Shopify replaced Redis with MySQL for inventory reservations, achieving 10x scalability. The e-commerce giant's move challenges the conventional wisdom that Redis is necessary for high-throughput, low-latency operations.
Key facts
- Shopify replaced Redis with MySQL for inventory reservations
- System scales to 50,000 writes per second
- 10x throughput improvement after migration
- Single MySQL cluster replaced Redis infrastructure
- Migration eliminated cache invalidation and consistency issues
Shopify's engineering team published a detailed post explaining why they migrated from Redis to MySQL for their inventory reservations system. The system handles 50,000 writes per second after migration [According to Shopify Engineering].

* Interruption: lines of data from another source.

PR #805, opened 2019-02-04
fix ToggleButton onPress

usrbowe:
### Motivation

When using `ToggleButton` like this:
```js
<ToggleButton
    icon="update"
    status={jobSort === "recent" ? "checked" : "unchecked"}
    disabled={jobSort === "recent"}
    value={"recent"}
    onPress={value => {
        console.log(value);
    }}
/>
```
the output after pressing on button is `SyntheticEvent`.  Expected output should be the value either `checked` or `unchecked`.

### Test plan

When onPress prop is available, expect return value to be `checked || unchecked`.

### DIFF
--- a/src/components/ToggleButton/ToggleButton.js
+++ b/src/components/ToggleButton/ToggleButton.js
@@ -126,9 +126,9 @@ class ToggleButton extends React.Component<Props> {
             <IconButton
               borderless={false}
               icon={icon}
-              onPress={() => {
+              onPress={(e) => {
                 if (this.props.onPress) {
-                  this.props.onPress(status);
+                  this.props.onPress(e);
                 }
 
                 if (context) {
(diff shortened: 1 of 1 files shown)


Trancever:
@usrbowe What is your use case? I don't think it is good pattern for controlled button.

usrbowe:
@Trancever For now I don't use it under a `ToggleButton.Group`. Have two ToggleButtons which are linked to one state. So only one of the two can be active.
But I think my use case doesn't have to do anything with the code change I propose. The fix is passing properly back the status for the callback function.

satya164:
Oops xD
I think we should fix `onPress` not being called correctly, but shouldn't pass `status` as an argument to keep it same as radio button: https://github.com/callstack/react-native-paper/blob/fb6762ee10ed72b51b0f871e535ed119c3ebe212/src/components/RadioButtonIOS.js#L28

PR #806, opened 2019-02-04
fix: fix path to ToggleButtonGroup component.

Trancever:
Path to ToggleButtonGroup is wrong and that's why it's not displayed correctly in docs.


satya164:
@all-contributors add @Trancever for code please

PR #810, opened 2019-02-04
Remove whitespace around icon selection

usrbowe:
### Motivation

On [docs/react-native-paper/icons](https://callstack.github.io/react-native-paper/icons.html), when I click on icon and copy this selection to clipboard it contains whitespace after.

Example:
```js
1  account-balance
2
```
The number represents lines in editor.

To prevent whitespace we can select the inner text node, which will result in trimmed string like this:
```js
1 account-balance
```


satya164:
Thanks :D

PR #812, opened 2019-02-05
fix: pass down accessible from Card props to Touchable for Appium tests

t-d-o-g:
### Motivation

The testID prop is not accessible on children of the TouchableWithoutFeedback component without explicitly setting accessible={false}. So accessible needs to be passed to touchable to find elements by testID value for Appium testing.

### Test plan

TextInput in Card component will be made accessible by setting accessible={false\} on Card
```
<Card style={styles.container} accessible={false}>
  <TextInput 
    style={styles.inputContainerStyle}
    testID='text-input'
    mode='outlined'
  />
</Card>
```

Test will validate that TextInput field is accessible
```
it('test that text input field is accessible', () => {
  $('~text-input').addValue('foo')
});
```

### DIFF
--- a/src/components/Card/Card.js
+++ b/src/components/Card/Card.js
@@ -40,6 +40,10 @@ type Props = React.ElementConfig<typeof Surface> & {|
    * Pass down testID from card props to touchable
    */
   testID?: string,
+  /**
+   * Pass down accessible from card props to touchable
+   */
+  accessible?: boolean,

The unique take: This is a rare case where a team moved away from Redis to a relational database for a latency-sensitive workload, contradicting the typical pattern of adopting Redis for caching and real-time operations. Shopify found that MySQL's InnoDB engine, with proper indexing and connection pooling, outperformed Redis for their specific reservation pattern — which involves complex transactions and strict consistency requirements.
How the migration worked
The Shopify team rewrote the reservation logic to use MySQL's transactional guarantees directly. They used a single MySQL cluster with read replicas for scaling reads, while writes go to the primary. The key optimization was using SELECT ... FOR UPDATE locks for atomic reservations, which Redis lacked without custom Lua scripting.

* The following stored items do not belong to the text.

Issue #657, opened 2018-11-15
TextInput outlined mode: label has unknown shadow


mehulmpt:
### Current behaviour
Please see attached:

![screenshot 2018-11-15 at 7 01 25 pm](https://user-images.githubusercontent.com/10388889/48556136-13257700-e909-11e8-9c63-6ea064be8d79.png)

### Expected behaviour

There should not be any weird shadow.

### Code sample

Here's what I'm using to render this input field:

```jsx
<TextInput
	label='Name'
	testID="input"
	mode="outlined"
	theme={{ colors: { placeholder: 'grey', background: '#f5f6f5', text: 'grey', primary: '#5d5d5d' }}}
	style={styles.input}
	value={ this.state.name === undefined ? name : this.state.name }
	onChangeText={name => this.setState({ name })}
/>
```

and here's the parent config:

```js
const theme = {
	...DefaultTheme,
	colors: {
		...DefaultTheme.colors,
		text: '#565656',
		disabled: '#ffffff',
		primary: '#3f51b5'
	},
	fonts: {
		regular: "AirbnbCereal"+fontSuffix+"-Book",
		medium: "AirbnbCereal"+fontSuffix+"-Medium",
		bold: "AirbnbCereal"+fontSuffix+"-Bold"
	}
}
```

### Your Environment

| software              | version
| --------------------- | -------
| ios or android        | android
| react-native          | 0.57.3
| react-native-paper    | 2.2.4
| node                  |  8.9
| npm or yarn           | yarn

raajnadar:
Hey, create a reproduce able [snack here](https://snack.expo.io), It will be easier to debug the issue

mehulmpt:
No its still same @ferrannp

imerkle:
Same

ayaanmd21:
same here

ayaanmd21:
please fix it

raajnadar:
No one can help you without an issue reproducing snack or github repo.

imerkle:
Its fixed now atleast for me

ayaanmd21:
how

ayaanmd21:
> No one can help you without an issue reproducing snack or github repo. Comments like "same", "me too", "+1" won't help to find the issue.

in snack its working fine

raajnadar:
Generate this issue in a test repository.

ayaanmd21:
there are two label which label text color is transparent that is creating shawdow

TheRealNate:
[...]

PR #815, opened 2019-02-06
Updated the color of the Label to match the background color. 

Romain-Spielmann:
Fixes the "shadow" problem in the issue #657

The label on the outlined mode had a "shadow" like shown in the issue, caused by the "transparent" color of the font. I've set the color to the same as the background color of the label

### Motivation

I had the same problem as the issue in my application

### DIFF
--- a/src/components/TextInput.js
+++ b/src/components/TextInput.js
@@ -510,6 +510,7 @@ class TextInput extends React.Component<Props, State> {
             style={[
               styles.outlinedLabelBackground,
               {
+                color: backgroundColor,
                 backgroundColor,
                 fontFamily,
                 fontSize: MINIMIZED_LABEL_FONT_SIZE,


Trancever:
@Romain-Spielmann Hey, thanks for PR! Do you have a small repo that reproduces issue so we could really see if this PR solves it? Do you have any idea why our approach (setting backgroundColor to transparent) is not working correctly?

ferrannp:
Can you provide a repo where I can reproduce the problem that is suppose to happen without this change?

syedquadri1982:
> @romain-spielmann Hey, thanks for PR! Do you have a small repo that reproduces issue so we could really see if this PR solves it, or maybe do you have any idea why our approach (setting backgroundColor to transparent) is not working correctly?

setting backgroundColor to transparent outputs the UI incorrectly, the border line appears on top of the label, has anyone tried to fix this yet?

syedquadri1982:
image

PR #817, opened 2019-02-06
fix: optimize Avatar.Icon look

jaulz:
### Motivation

The icons in `Avatar.Icon` look quite small if the size is high.

### Test plan

Before:
image

After:
image


Trancever:
Hey @jaulz We think that the size after change is much to big. Something around `size * 0.60` looks better and it's more similar to default android icon's look.

jaulz:
@Trancever sure, here we go:
image

PR #818, opened 2019-02-06
Remove console.error from Icon.js

AndrewJack:
### Motivation
the `console.error` looks like it was included in #769 by accident.
it causes a red error screen to popup in DEV mode.
simulator screen shot - iphone 8 plus - 2019-02-06 at 16 38 24

### Test plan
Use react-native-paper with https://github.com/satya164/babel-plugin-optional-require and check if red error screen is shown.

### DIFF
--- a/src/components/Icon.js
+++ b/src/components/Icon.js
@@ -10,9 +10,6 @@ try {
   // Optionally require vector-icons
   MaterialIcons = require('react-native-vector-icons/MaterialIcons').default;
 } catch (e) {
-  // eslint-disable-next-line no-console
-  console.error(e);
-
   if (global.__expo && global.__expo.Icon && global.__expo.Icon.MaterialIcons) {
     // Snack doesn't properly bundle vector icons from subpath
     // Use icons from the __expo global if available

Results and operational impact
The migration eliminated Redis-related operational overhead: cache invalidation, data consistency issues between Redis and MySQL, and the need for a separate caching layer. The system now runs on a single MySQL cluster, reducing infrastructure complexity. Shopify reported 10x improvement in throughput and lower latency p99 [According to the source].
Broader implications
This move signals that for workloads requiring strong consistency and complex transactions, relational databases can outperform key-value stores. It's a reminder that Redis is not always the right tool, even for high-throughput systems. Shopify plans to open-source the migration tooling and benchmark results.
What to watch
Watch for Shopify's open-source release of migration tooling and benchmark results, expected in Q2 2026. Also track whether other high-throughput e-commerce platforms (e.g., Amazon, eBay) adopt similar patterns for reservation systems.